# [Problem statement]
Only lines with the word "remain" are wanted; copy each of them from the listing below.

# [Data provided]
Issue #407, opened 2025-08-28
Design and implement helper methods for adding meta data


ajgdls:
Adding meta data will require specific addition of JSON parameters to the IpcMessage reply.  This must not alter the existing API for replying to configuration (and possibly status) requests.
The helper methods should make it easy for a developer to add meta data, removing any complexity of updating the existing JSON structure if at all possible.

GDYendell:
Are we planning to add a `metadata` key at the top-level that then mirrors the existing tree? e.g. for

```
{
        "ctrl_endpoint": "tcp://0.0.0.0:10004",
        "hdf": {
            "file": {
                "first_number": 1,
            },
            "frames": 0,
        },
}
```

we add 
```
{
    "metadata": {
        "ctrl_endpoint": {"type": "str", "access_mode": "rw"},
        "hdf": {
            "file": {
                "first_number": {"type": "bool", "access_mode": "rw"}
            },
            "frames": {"type": "int", "access_mode": "rw", "min": 0}
        },
}
```

other keys could be `allowed_values`, `max`, `units`.

GDYendell:
From conversation with @Ohisemega. We should make a struct to store metadata. Each plugin will define vector of these structs, one for each parameter. Then there can be a helper function that takes an IPC message and calls set_param for each field using slash separation to define the nesting.

```cpp
struct ParamMetadata {
    std::string path;
    std::string type;
    std::string access_mode;
    std::vector<T> allowed_values;
    int min;
    int max;
    ...

    bool has_min;  // So that we know whether the value is a min or just unset
    bool has_max;
};

void add_metadata(IPCMessage message, ParamMetadata metadata) {
    message.set_param("metadata" / metadata.path / "type", metadata.type)
    ...
}
```

And in fact, if the path is in the struct, I think the base class could implement requestMetadata...

@ajgdls is this what you had in mind? Or if you didn't have something in mind, what do you think?

ajgdls:
No, eventually we might make use of the metadata within the application if we ever implemented a fully structured ParameterTree.  But that feels like a long way off, so a vector is fine for this.

PR #415, opened 2025-09-13
Metadata helper methods issue 407 fix

Ohisemega:


Ohisemega:
This PR replaces the #413 PR and addresses issue #407.

Ohisemega:
Hi @GDYendell,

I have a few concerns I wanted to raise:

- While implementing the helper functions for the `FrameProcessorPlugin` class, I realised that we might need each plugin to have two vectors to contain the metadata for the configuration and the status separately. Is this in line with your thoughts?
- Secondly, the current implementation, which runs over a vector of parameters for **each** plugin, which I speculate to have a significant performance overhead. Is this a concern that we might share, as it would matter how often we request metadata and its overall impact on the application?

GDYendell:
@Ohisemega I have changed the target branch to add-request-metadata. Notice the diff is now correct and will remain the same when #414 is merged and this is updated to target main.

cpp/frameProcessor/include/FrameProcessorPlugin.h
```diff
@@ -66,6 +66,29 @@ class FrameProcessorPlugin : public IFrameCallback, public OdinData::IVersionedO
...
+  */
+  void add_metadata(OdinData::IpcMessage& message, const OdinData::ParamMetadata& metadata) const
+  {
+    // TO-DO add "allowed_values" metadata
+    message.set_param("metadata/" +  metadata.path +  "/type", metadata.type);
+    message.set_param("metadata/" +  metadata.path +  "/access_mode", metadata.access_mode);
+    message.set_param("metadata/" +  metadata.path +  "/min", metadata.min);
+    message.set_param("metadata/" +  metadata.path +  "/max", metadata.max);
+    message.set_param("metadata/" +  metadata.path +  "/has_min", metadata.has_min);
+    message.set_param("metadata/" +  metadata.path +  "/has_max", metadata.has_max);
```
GDYendell, line 81: This should do a match case on `allowed_values.which` and call set_param with the correct `allowed_values.get<>()`. You can use the "array notation" like in the [FileWriterPlugin](https://github.com/odin-detector/odin-data/blob/master/cpp/frameProcessor/src/FileWriterPlugin.cpp#L396).

cpp/frameProcessor/include/FrameProcessorPlugin.h
```diff
@@ -66,6 +66,29 @@ class FrameProcessorPlugin : public IFrameCallback, public OdinData::IVersionedO
...
+  }
+
+  /** This is a private pure virtual method which
+   *  MUST be customized by every derived FrameProcessor 
+   *  plugin class that can append metadata.
+   *  It is essentially something in guise of a factory method.
+   * \returns a vector of ParamMetadata
+   */
+  virtual std::vector<OdinData::ParamMetadata>& get_plugin_metadata() const;
```
GDYendell, line 90:
```suggestion
  virtual std::vector<OdinData::ParamMetadata>& get_metadata() const;
```
plugin is redundant in this context. And as you suggested in your question, there should be two arrays and two getters, for status and config.

cpp/common/include/IpcMessage.h
```diff
@@ -18,9 +18,27 @@
...
+struct JsonNullType{};
+
+/** This struct is a representation of the metadata
+*/
+struct ParamMetadata
+{
+  const std::string path;
+  const std::string type;
+  const std::string access_mode;
+  const std::vector<boost::variant<std::string, int>> allowed_vals;
```
GDYendell:
```suggestion
  const std::vector<boost::variant<std::string, int>> allowed_values;
```

cpp/frameProcessor/include/FrameProcessorPlugin.h
```diff
@@ -66,6 +66,64 @@ class FrameProcessorPlugin : public IFrameCallback, public OdinData::IVersionedO
...
+
+
+  /** Metadata helper function (implicitly inlined)
+   *  \param [in]  metadata - metadata struct to be read from
+   *  \param [out] message  - IpcMessage to be appended with metadata
+   */
+  void add_metadata(OdinData::IpcMessage& message, const OdinData::ParamMetadata& metadata) const
+  {
+    std::string str = "metadata/";
+    static std::string& str_static = str;
```
GDYendell, line 94: These make it harder to read. Could we just inline the string construction? They aren't going to be that long because it is mostly contained in `metadata.path`.

cpp/frameProcessor/include/FrameProcessorPlugin.h
```diff
@@ -66,6 +66,64 @@ class FrameProcessorPlugin : public IFrameCallback, public OdinData::IVersionedO
...
+    static OdinData::IpcMessage&& message_static = std::move(message);
+
+    str += metadata.path;
+
+    message.set_param(str +  "/type", metadata.type);
```
GDYendell, line 99: This needs to include the plugin name, like [here](https://github.com/odin-detector/odin-data/blob/master/cpp/frameProcessor/src/FileWriterPlugin.cpp#L378).

cpp/frameProcessor/include/FrameProcessorPlugin.h
```diff
@@ -66,6 +66,64 @@ class FrameProcessorPlugin : public IFrameCallback, public OdinData::IVersionedO
...
+    message.set_param(str +  "/access_mode", metadata.access_mode);
+    if(metadata.has_min)
+      message.set_param(str +  "/min", metadata.min);
+    if(metadata.has_max)
+      message.set_param(str +  "/max", metadata.max);
+
+    str +=  "/allowed_vals[]";
```
GDYendell, line 106:
```suggestion
    str +=  "/allowed_values[]";
```

cpp/frameProcessor/src/FrameProcessorPlugin.cpp
```diff
@@ -168,22 +168,44 @@ void FrameProcessorPlugin::requestConfiguration(OdinData::IpcMessage& reply)
...
+}
+
+/** Request the plugin's Status Metadata.
+ *
+ * \returns reference to vector of ParamMetadata structs specific to each plugin.
+ */
+std::vector<OdinData::ParamMetadata>& FrameProcessorPlugin::get_pluginstatus_metadata() const noexcept
+{
+  
+}
```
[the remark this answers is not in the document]
Ohisemega: Ah, I was conflicted, but I remember you mentioned it, I will push an upate

cpp/frameProcessor/include/FrameProcessorPlugin.h
```diff
@@ -29,10 +29,11 @@ struct JsonNullType{};
 */
 struct ParamMetadata
 {
+  using param_metadata_vec = std::vector<boost::variant<std::string, int>>;
   const std::string path;
   const std::string type;
   const std::string access_mode;
-  const std::vector<boost::variant<std::string, int>> allowed_vals;
+  const param_metadata_vec allowed_values;
```
GDYendell, line 36: This name is very confusing. It is not a vector of parameter metadata, that would better describe what the plugins will return from `get_*_metadata`. What about this?

```suggestion
  using allowed_value_t = boost::variant<std::string, int>;
  const std::vector<allowed_value_t> allowed_values;
```

Is this type going to be needed by the specific plugins?

cpp/frameProcessor/include/FrameProcessorPlugin.h
```diff
@@ -90,45 +91,32 @@ class FrameProcessorPlugin : public IFrameCallback, public OdinData::IVersionedO
    */
   void add_metadata(OdinData::IpcMessage& message, const ParamMetadata& metadata) const
   {
-    std::string str = "metadata/";
-    static std::string& str_static = str;
-    static OdinData::IpcMessage&& message_static = std::move(message);
-
-    str += metadata.path;
-
+    std::string str = get_name() + metadata.path + '/';
```
GDYendell, line 94: This needs to be nested under "metadata" otherwise it will clash with the actual values.

```suggestion
    std::string str = "metadata" + get_name() + metadata.path + '/';
```

GDYendell, line 94:
```suggestion
    std::string param_prefix = get_name() + metadata.path + '/';
```

The parameter in the set_param method that we are passing this full string to is called `param_name`, so this maps nicely.

cpp/frameProcessor/include/FrameProcessorPlugin.h
```diff
@@ -90,45 +91,32 @@ class FrameProcessorPlugin : public IFrameCallback, public OdinData::IVersionedO
...
-    auto end = metadata.allowed_vals.end();
-    for (; first != end; ++first)
-	    boost::apply_visitor(VariantVisitor(), *first);
-    // std::for_each(metadata.allowed_vals.begin(), metadata.allowed_vals.end(), boost::apply_visitor(VariantVisitor()));
-
+    }
+
+    str +=  "/allowed_values[]";
+
+    auto first = metadata.allowed_values.begin();
```
GDYendell, line 106:
```suggestion
    auto itr = metadata.allowed_values.begin();
```

It isn't first for the whole for loop.

cpp/common/include/IpcMessage.h
```diff
@@ -18,9 +18,11 @@
 
 #include "boost/date_time/posix_time/posix_time.hpp"
 #include "boost/bimap.hpp"
+#include "boost/variant.hpp"
 
 namespace OdinData
 {
+
 //! IpcMessageException - custom exception class implementing "what" for error string
```
GDYendell, line 26: This can be removed now because ParamMetadata has been moved

cpp/frameProcessor/include/FrameProcessorPlugin.h
Ohisemega: Hi Gary,

I looked at one of the sample json structure you shared on issue #407 :
```
{
    "metadata": {
        "ctrl_endpoint": {"type": "str", "access_mode": "rw"},
        "hdf": {
            "file": {
                "first_number": {"type": "bool", "access_mode": "rw"}
            },
            "frames": {"type": "int", "access_mode": "rw", "min": 0}
        },
}
```
I assumed the `"metadata"` part of the string was going to be within the `metadata.path` string.

cpp/frameProcessor/include/FrameProcessorPlugin.h
```diff
@@ -66,6 +66,64 @@ class FrameProcessorPlugin : public IFrameCallback, public OdinData::IVersionedO
...
+      void operator() (int n) const{
+        message_static.set_param(str_static, n);
+      }
+    };
+
+    auto first = metadata.allowed_vals.begin();
+    auto end = metadata.allowed_vals.end();
+    for (; first != end; ++first)
+	    boost::apply_visitor(VariantVisitor(), *first);
+    // std::for_each(metadata.allowed_vals.begin(), metadata.allowed_vals.end(), boost::apply_visitor(VariantVisitor()));
```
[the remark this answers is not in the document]
Ohisemega: While comparing this implementation with the switch-case method. One thing realized is that the switch-case method relies on knowing the position of the template arguments the variant (`boost::variant<std::string, int>`) is specialized with.

Essentially, if for some reason in the future, we change the variant's template argument position, then the **_switch case_** must change. The `struct VariantVisitor` relies on template argument deduction however and compilation should fail if the `operator()()` provided doesn't match the variant type passed to it.

cpp/frameProcessor/include/FrameProcessorPlugin.h
```diff
@@ -66,6 +81,51 @@ class FrameProcessorPlugin : public IFrameCallback, public OdinData::IVersionedO
...
+
+
+  /** Metadata helper function (implicitly inlined)
+   *  \param [in]  metadata - metadata struct to be read from
+   *  \param [out] message  - IpcMessage to be appended with metadata
+   */
+  void add_metadata(OdinData::IpcMessage& message, const ParamMetadata& metadata) const
+  {
+    std::string param_prefix = "metadata" + get_name() + metadata.path + '/';
+    message.set_param(param_prefix +  "type", metadata.type);
```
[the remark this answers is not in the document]
Ohisemega: Fixed!

Ohisemega:
Hi @GDYendell, I have responded to all the issues raised related to this PR, and Alan has given his approval as well.

Ohisemega:
@GDYendell @ajgdls, kindly review the latest changes.

cpp/frameProcessor/include/FrameProcessorPlugin.h
```diff
@@ -62,10 +78,148 @@ class FrameProcessorPlugin : public IFrameCallback, public OdinData::IVersionedO
   void push(boost::shared_ptr<Frame> frame);
   void push(const std::string& plugin_name, boost::shared_ptr<Frame> frame);
 
+  /** This struct is a representation of the metadata
+  */
+  struct ParamMetadata
```
timcnicholls: Can this class and associated types be factored out into a separate header in `common/include` (e.g. like ParamContainer) ?

cpp/frameProcessor/src/FrameProcessorPlugin.cpp
```diff
@@ -21,6 +21,8 @@ FrameProcessorPlugin::FrameProcessorPlugin() :
 {
   OdinData::configure_logging_mdc(OdinData::app_path.c_str());
   logger_ = log4cxx::Logger::getLogger("FP.FrameProcessorPlugin");
+  config_metadata_bucket_.reserve(256);
```
timcnicholls: What is the motivation for reserving for 256 elements? How did you arrive at that number? 

Is it necessary from a performance perspective to pre-reserve this number to avoid rehashing? Presumably the metadata maps are only populated once at plugin initialisation, in which case the rehashing overhead has negligible performance penalty, whereas the reservation increases memory utilisation?

I would suggest removing the `reserve(256)` calls if possible. If not, the size should not be a magic number but should be a constant that is defined in the appropriate location.

timcnicholls (changes requested):
Thanks for this PR @Ohisemega ! I like the implementation in general - I've left some specific comments and suggestions for change in the inline comments.

cpp/frameProcessor/include/FrameProcessorPlugin.h
```diff
@@ -62,10 +78,148 @@ class FrameProcessorPlugin : public IFrameCallback, public OdinData::IVersionedO
...
+  {
+    using allowed_values_t = boost::variant<boost::blank, std::string, int>;
+    /**
+     * Note on this Parametized Constructor:
```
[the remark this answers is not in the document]
GDYendell: I would just remove this comment now. It is more of an explanation for the reviewer to consider and not something that should remain in the code forever more.

cpp/frameProcessor/include/FrameProcessorPlugin.h
```diff
@@ -62,10 +78,148 @@ class FrameProcessorPlugin : public IFrameCallback, public OdinData::IVersionedO
...
+
+
 private:
   /** Pointer to logger */
   LoggerPtr logger_;
 
+  /** These private member data are "parameter buckets,"
+   *  they are populated by calling add_status_param_metadata()
+   *  and add_config_param_metadata() methods respectively
+   */
```
GDYendell: This can probably be removed too with the renamed class it is pretty self-explanatory what they do and the methods to add to it are immediately below

cpp/frameProcessor/src/FrameProcessorPlugin.cpp
Ohisemega: Removed the reserve() calls on the maps!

# [Worked solution]
@Ohisemega I have changed the target branch to add-request-metadata. Notice the diff is now correct and will remain the same when #414 is merged and this is updated to target main.
GDYendell: I would just remove this comment now. It is more of an explanation for the reviewer to consider and not something that should remain in the code forever more.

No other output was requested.